Even North Korea Says Police Shouldn't Have Suppressed Ferguson Protesters

Aug 28, 2014 at 8:00 am
click to enlarge When North Korea is calling your country "a graveyard of human rights," you know something's wrong. - Roman Harak via Flickr, cropped
When North Korea is calling your country "a graveyard of human rights," you know something's wrong.

North Korea loves to hate on the United States. The armistice that stopped the Korean War in 1953 never really ended it, and Kim Jong-un's propaganda machine churns out anti-American rhetoric like we're still knee-deep in bloody conflict.

So it's not surprising that the isolationist regime released its own statement criticizing how law enforcement handled the massive unrest that took over Ferguson after officer Darren Wilson shot and killed unarmed eighteen-year-old Michael Brown. Quite the opposite. The last few weeks have been a North Korean propaganda minister's wet dream.

But that doesn't make North Korea's statement on the brutal police response to Ferguson protesters any less unsettling.

On Monday the Korean Central News Agency came down hard on America, especially on St. Louis police, for the heavy-handed military response to protests against police brutality.

"Police ruthlessly cracked down on protesters, leveling their rifles at them and firing tear gas and smoke shells," the statement says. "[The U.S.] should not seek solutions to its problem in suppressing demonstrators but bring to light the real picture of the American society, a graveyard of human rights, and have a correct understanding of what the genuine human rights are like and how they should be guaranteed."

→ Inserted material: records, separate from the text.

PR #530, opened 2021-05-18
[#502] innerring: synchronize validators on mainnet alphabet update

### LINKED ISSUE #502: Syncronize side chain validators on designate notification
After https://github.com/nspcc-dev/neo-go/pull/1938 role management contract generates notifications. Inner ring node should use it as a trigger to synchronize side chain validators instead of new epoch tick.

fyrchik:
Close #502 .

### DIFF
--- a/pkg/innerring/innerring.go
+++ b/pkg/innerring/innerring.go
@@ -490,6 +490,10 @@ func New(ctx context.Context, log *zap.Logger, cfg *viper.Viper) (*Server, error
 		}
 	} else {
 		alphaSync = governanceProcessor.HandleAlphabetSync
+		err = bindMainnetProcessor(governanceProcessor, server)
+		if err != nil {
+			return nil, err
+		}
 	}
 
 	// create netmap processor
--- a/pkg/innerring/processors/governance/handlers.go
+++ b/pkg/innerring/processors/governance/handlers.go
@@ -1,12 +1,29 @@
 package governance
 
 import (
+	"github.com/nspcc-dev/neo-go/pkg/core/native"
+	"github.com/nspcc-dev/neo-go/pkg/core/native/noderoles"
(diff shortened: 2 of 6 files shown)


cthulhu-rider (approved):

alexvanin:
Will merge it after RC2.

pkg/innerring/processors/governance/events.go
```diff
@@ -9,3 +17,25 @@ func (s Sync) MorphEvent() {}
 func NewSyncEvent() Sync {
 	return Sync{}
 }
+
+// Designate represents designation event of the mainnet RoleManagement contract.
+type Designate struct {
```
alexvanin, line 22: I would recommend to move designate event to `morph/event/rolemanagement` package. Events in processor sub packages are tend to be internal, and designate event produced by external native contract.

pkg/innerring/processors/governance/events.go
```diff
@@ -9,3 +17,25 @@ func (s Sync) MorphEvent() {}
 func NewSyncEvent() Sync {
```
alexvanin, line 17: process_epoch.go still generates internal event to sync validators on each epoch. Maybe it is redundant because of RoleManagement contract notifications, what do you think? 

```go
// pkg/innerring/processors/netmap/process_epoch.go
func (np *Processor) processNewEpoch(epoch uint64) {
	...
	np.handleAlphabetSync(governance.NewSyncEvent())
}
```

alexvanin: It is not redundant, because committee changes are limited by `1/3n-1` of new keys. Thus it may require several synchronization rounds, however RoleManagement contract produces notification only once.

alexvanin (approved):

With the pragmatic tone of a sociology professor, the North Korean mouthpiece explains the fury behind the protests -- something even some white Americans, especially FOX News anchors, struggle to understand: "The protests in Ferguson City and other parts of the U.S. are an eruption of the pent-up discontent and resistance of the people against racial discrimination and inequality deeply rooted in the American society."

See also: Jon Stewart Talks Ferguson, Skewers Fox News Coverage of Michael Brown Shooting

But North Korea doesn't just want to shame America; North Korea wants America off its back. With defensiveness, sarcasm and a hint of a threat, North Korea's statement warns the U.S. that it should stop interfering with North Korea's rampant human-rights abuses if it can't keep its own people safe:

"The U.S. issued every year a report taking issue with 'human rights performances' of other countries as if it were an 'international human rights judge' but this time suffered disgrace and became a laughing stock of the world owing to what happened in it," the statement says. (Note: Where you see single quotes, imagine the North Korean writer giving a Frank Underwood-sized eye roll.)

"The U.S. had better honestly accept the unanimous accusations of the broad international community and mind its own business, instead of interfering in the internal affairs of other countries.... The U.S. should know that it is bound to get itself into a big trouble unless it behaves with discretion, not knowing where it stands."